### EXERCISE AIM:
Retype the records below from their first line through the line containing "### LINKED ISSUE", and include nothing else.
** ENTRIES SUPPLIED follows **
PR #1077, opened 2023-03-16
add option to hide the like buttons

### LINKED ISSUE #1075: Remove thumbs up/down buttons
Previously I was able to remove them using uBlock Origin when its integrated through the browser, removing them frees up more room for the song information, since many times you can't see the year it was released or the entire album name, I also literally never use the thumbs up/down buttons so it would be nice if this could be added

Araxeus:
Now you can select if the like buttons style should be `Default` / `Force Show` / `Hidden`
fix #1075 

image

also added migrations

### DIFF
--- a/config/store.js
+++ b/config/store.js
@@ -19,6 +19,11 @@ const migrations = {
 				...pluginOptions,
 			});
 		}
+
+		if (store.get("options.ForceShowLikeButtons")) {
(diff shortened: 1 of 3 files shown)


th-ch (approved):

Gollum69:
ok coolio love u

PR #1080, opened 2023-03-17
[lyrics-genius] Improved reliability of east asian language detection

DereC4:
- Sometimes Korean characters were not being picked up by the expression so I have updated it and it now matches very reliably

temp2


DereC4:
oops

PR #1082, opened 2023-03-17
[lyrics-genius] Improved reliability of east asian language detection #1080

DereC4:
- Sometimes Korean characters were not being picked up by the expression so I have updated it and it now matches very reliably

temp2

### DIFF
--- a/plugins/lyrics-genius/back.js
+++ b/plugins/lyrics-genius/back.js
@@ -7,7 +7,7 @@ const fetch = require("node-fetch");
 
 const { cleanupName } = require("../../providers/song-info");
 const { injectCSS } = require("../utils");
-let eastAsianChars = new RegExp("[\uac00-\ud7af]|[\u1100-\u11ff]|[\u3130-\u318f]|[\ua960-\ua97f]|[\ud7b0-\ud7ff]|[\u3040-\u309F]|[\u3000-\u303F\u3400-\u4DBF\u4E00-\u9FFF]");
+let eastAsianChars = /\p{Script=Han}|\p{Script=Katakana}|\p{Script=Hiragana}|\p{Script=Hangul}|\p{Script=Han}/u;
 let revRomanized = false; 
 
 module.exports = async (win, options) => {
--- a/plugins/lyrics-genius/back.js
+++ b/plugins/lyrics-genius/back.js
@@ -7,7 +7,7 @@ const fetch = require("node-fetch");
 
 const { cleanupName } = require("../../providers/song-info");
 const { injectCSS } = require("../utils");
-let eastAsianChars = new RegExp("[\u{3040}-\u{30ff}\u{3400}-\u{4dbf}\u{4e00}-\u{9fff}\u{f900}-\u{faff}\u{ff66}-\u{ff9f}]");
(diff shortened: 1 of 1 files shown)


plugins/lyrics-genius/back.js
```diff
@@ -7,7 +7,7 @@ const fetch = require("node-fetch");
 
 const { cleanupName } = require("../../providers/song-info");
 const { injectCSS } = require("../utils");
-let eastAsianChars = new RegExp("[\u{3040}-\u{30ff}\u{3400}-\u{4dbf}\u{4e00}-\u{9fff}\u{f900}-\u{faff}\u{ff66}-\u{ff9f}]");
+let eastAsianChars = new RegExp("[\uac00-\ud7af]|[\u1100-\u11ff]|[\u3130-\u318f]|[\ua960-\ua97f]|[\ud7b0-\ud7ff]|[\u3040-\u309F]|[\u3000-\u303F\u3400-\u4DBF\u4E00-\u9FFF]");
```
Araxeus:
```suggestion
const eastAsianChars = new RegExp("\\p{Script=Han}|\\p{Script=Katakana}|\\p{Script=Hiragana}", "u");
```
Sources:
* https://developer.mozilla.org/en-US/docs/Web/JavaScript/Guide/Regular_Expressions/Unicode_Property_Escapes#scripts_and_script_extensions

* https://www.regular-expressions.info/unicode.html  #Unicode Scripts

Araxeus (changes requested):

plugins/lyrics-genius/back.js
DereC4: oh that's cool; lemme take a look to see if it will work

DereC4: also do you know where one might find the scripts for Hangul? Korean characters are part of that regex as well

DereC4: Oh nevermind found it; I guess we can omit Kanji since it overlaps with Chinese most cases and chances are extremely high Japanese lyrics will have majority Hiragana

DereC4: Hmm seems to be an invalid regex string, maybe I'm doing it wrong. 

On a side note I was checking the second link you gave me and it said that Js doesn't have Unicode support through its RegExp class but does support \uFFFF for matching; does that have anything to do with this?

Araxeus: > On a side note I was checking the second link you gave me and it said that Js doesn't have Unicode support through its RegExp class but does support \uFFFF for matching; does that have anything to do with this?

The source of knowledge on javascript is developer.mozilla.com (first link explains it great)
use the second link only to find Unicode Scripts Codes which are omitted from mozilla from some reason

> Hmm seems to be an invalid regex string, maybe I'm doing it wrong.

Sorry, because you are using `new RegExp` with a string instead of writing a regex literal - we need to escape the <kbd>\\</kbd> (because we want to pass it "as is" to the regex constructor)
I've updated my suggestion above

you could write either

```js
const eastAsianChars = new RegExp("\\p{Script=Han}|\\p{Script=Katakana}|\\p{Script=Hiragana}", "u");
```
or
```js
const eastAsianChars = /\p{Script=Han}|\p{Script=Katakana}|\p{Script=Hiragana}/u;
```

DereC4: ohh that explains it; thanks! 

What's the difference between doing \p{Script = script name} and the \p{script name} ?

Araxeus: If you look at the mozilla docs I sent, it says that in javascript you can only do `\p{Script=<NAME>}`

it has to be exactly `Script=` and not `script=`

Araxeus (approved):
LGTM

DereC4:
nicee

th-ch (approved):

PR #1094, opened 2023-03-31
[DEPRECATED] API Plugin

Zo-Bro-23:
Adds an API plugin. Plugin provides a REST API to do the following:
- View all song-info
- Control the player

API uses keys that are arbitrarily assigned - custom keys can be chosen if desired. The same key can be used on multiple devices and installations. This works very similarly to the SponsorBlock key system.

I have also built an Android remote app that works using this plugin. I will add a link once Google Play approves it.

#### `GET /status`

**Query Params:**
- `key`: Your API key

#### `POST /control`

**Request Body:**
- `key`: Your API key
- `controls`: A list (array) of controls to execute; controls can be:
    - `play`
    - `pause`
    - `playPause`
    - `previous`
    - `next`
    - `like`
    - `dislike`
    - `go10sBack`
    - `go10sForward`
    - `go1sBack`
    - `go1sBack`
    - `shuffle`
    - `switchRepeat`
    - `volumeMinus10`
    - `volumePlus10`
    - `fullscreen`
    - `muteUnmute`
    - `maximizeMinimisePlayer`
    - `goToHome`
    - `goToLibrary`
    - `goToSettings`
    - `goToExplore`
    - `search`
    - `showShortcuts`

## Android App
Download from [Google Play]() or use the latest APK from the `./android/` folder.

> **Warning**
> The API key set using the Android App is semi-permenant. To change the key go to Settings > Apps > Remote > Clear Data > Clear All Data.

### Screenshots
<p align="left">

</p>


Araxeus:
I don't understand why is the server not local?

why would all my data go through your server? this doesn't make any sense to me...

where's the security here? I could literally send commands to your pc if I have your api key?

The server should be on a local network only, there's no reason to expose it to the internet.
see how YTM does this:
https://github.com/ytmdesktop/ytmdesktop/blob/master/src/providers/companionServer.js

in addition, you are missing this line here:

```js
    ipcMain.on('apiLoaded', () => win.webContents.send('setupTimeChangedListener'));
```

plugins/api/front.js
```diff
@@ -0,0 +1,26 @@
...
+        return playerBar?.__data?.likeButtonRenderer_?.likeStatus;
+    }
+
+    const loop = () => {
+        if (currentStatus !== getLikeStatus()) ipcRenderer.send('api-like-button-status', getLikeStatus())
+        currentStatus = getLikeStatus()
+        setTimeout(loop, 100)
+    }
+
+    loop()
```
Araxeus, line 25:
```suggestion
const likeObserver = new MutationObserver((mutations) => {
	mutations.forEach((mutation) => {
		ipcRenderer.send(
			"api-like-button-status",
			mutation.target.getAttribute("like-status"),
		);
	});
});

likeObserver.observe(document.querySelector("ytmusic-like-button-renderer"), {
	attributes: true,
	childList: false,
	characterData: false,
	subtree: false,
	attributeFilter: ["like-status"],
});
```

I didn't know you intended to poll it when you asked about it… this should be much better than a loop that runs 10 times per second

Araxeus: I didn't know you intended to poll it when you asked about it… this should be much better than a loop that runs 10 times per second

Zo-Bro-23: Alright thanks.

Zo-Bro-23:
> Good job on the initiative, but I don't understand why is the server not local?
> 
> why would all my data go through your server? this doesn't make any sense to me...
> 
> where's the security here? I could literally send commands to your pc if I have your api key?
> 
> The server should be on a local network only, there's no reason to expose it to the internet. see how YTM does this: https://github.com/ytmdesktop/ytmdesktop/blob/master/src/providers/companionServer.js
> 
> in addition:
> 
> you are missing the line below, without it you are not guaranteed to get events from `ipcMain.on('timeChanged')`
> 
> ```js
>     ipcMain.on('apiLoaded', () => win.webContents.send('setupTimeChangedListener'));
> ```
> 
> and you should use the new synced config provider, examples in #1064

How about having a separate plugin that uses local endpoints? I personally prefer having a server-based approach so that I can control my computer even when I'm on different WiFi networks. We can have a local API plugin for those worried about security concerns.

plugins/api/back.js
```diff
@@ -0,0 +1,74 @@
+const axios = require("axios");
```
Araxeus, line 1: We already have a `node-fetch` dependency, is this really necessary?

readme.md
```diff
@@ -190,13 +192,13 @@ module.exports = () => {
...
-3. Run `yarn build:OS`
-   - `yarn build:win` - Windows
-   - `yarn build:linux` - Linux
-   - `yarn build:mac` - MacOS
+2. Run ```yarn```
+3. Run ```npm i rimraf```
+4. Run ```yarn build:OS```
+	- ```yarn build:win``` - Windows
+	- ```yarn build:linux``` - Linux
+	- ```yarn build:mac``` - OS X
```
Araxeus, line 201: What's that about?

Araxeus:
> How about having a separate plugin that uses local endpoints? I personally prefer having a server-based approach so that I can control my computer even when I'm on different WiFi networks. We can have a local API plugin for those worried about security concerns.

I still think it's a privacy and security concern to connect to some random external server.
Most users won't even know (or expect) that all their data is going through a 3rd party server.
You should ask @th-ch what he thinks, he has the final say here.

But anyways if this goes through, how about using [websocket](https://www.npmjs.com/package/ws) instead of REST?

And btw, where is the source for the android app?

QuditWolf:
One thing that comes to my mind to do both local and wan apis is just make the api endpoint customizable through an input field.(I don't know if you do that already)

And if the api-server code is open, we can run our own servers local or global.

Or better yet, the server could be run on the local machine running youtube-music inside the app itself.

Then if we can access the device running youtube-music locally, we can key in the local address(on android/controller interface). and if it has a global address we can key that in. 

for global control with devices with non-static or non global ips, we could add an option(for the user to choose) to tunnel the api server thru a ssh tunnel(we don't have to worry about snooping) using something like serveo.net

btw I made an api and a webinterface which fetches data through that api( local api and through an ssh tunnel) to show what I'm listening to on my personal website, and the latency's quite less.
image

readme.md
ArjixWasTaken: I'd assume a horrible auto formatter.

What kind of formatter uses multiline blocks for an inline block tho?
;-;

JellyBrick:
#1909

PR #1098, opened 2023-04-02
Protocol handler arguments are not correctly parsed

pathmann:
The last character from a protocol handler argument is removed, so the argument won't be parsed correctly to call the requested song control function.

So executing youtubemusic://playPause will be parsed to playPaus, on the other hand executing youtubemusic://playPauseX will trigger the playPause song control.

### DIFF
--- a/index.js
+++ b/index.js
@@ -381,7 +381,7 @@ app.on("ready", () => {
 		const uri = `${APP_PROTOCOL}://`;
 		const protocolArgv = commandLine.find(arg => arg.startsWith(uri));
 		if (protocolArgv) {
-			const command = protocolArgv.slice(uri.length, -1);
+			const command = protocolArgv.slice(uri.length);
 			if (is.dev()) console.debug(`Received command over protocol: "${command}"`);
 			handleProtocol(command);
 			return;


Araxeus:
Hmm this is weird, it definitely works on my pc (Windows 10)

what OS are you on?

pathmann:
(Gentoo) Linux 64 bit

What is the purpose (maybe only on Windows) of removing that last character?

Araxeus:
Oh I see the problem now. on windows there is always an appended character - `/`

So we just need to check if it ends with `/`

image

Araxeus:
The code just have to check if it ends with `/` like I said

If you don't want / can't do it yourself, just tell me and ill gladly opena PR

pathmann:
If you don't mind, sure. I'm not very experienced in Javascript :grin:

Araxeus:
Ok FYI next time you fork a repo to open a Pull Request – create a new branch first, don't open PR's from your default branch

Araxeus:
I've opened a PR https://github.com/th-ch/youtube-music/pull/1099 can you try it out?

just check this branch out https://github.com/Araxeus/youtube-music/tree/fix-protocol-handler-on-unix

pathmann:
Yep, works.

Thanks a lot

PR #1116, opened 2023-04-15
fix security issues in dependencies

Araxeus:
aims to fix all the issues in https://github.com/th-ch/youtube-music/security/dependabot

image

* [x] minimatch 3.0.4 is in @electron/universal:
** End of ENTRIES SUPPLIED **
### TASK RESPONSE:
PR #1077, opened 2023-03-16
add option to hide the like buttons

### LINKED ISSUE #1075: Remove thumbs up/down buttons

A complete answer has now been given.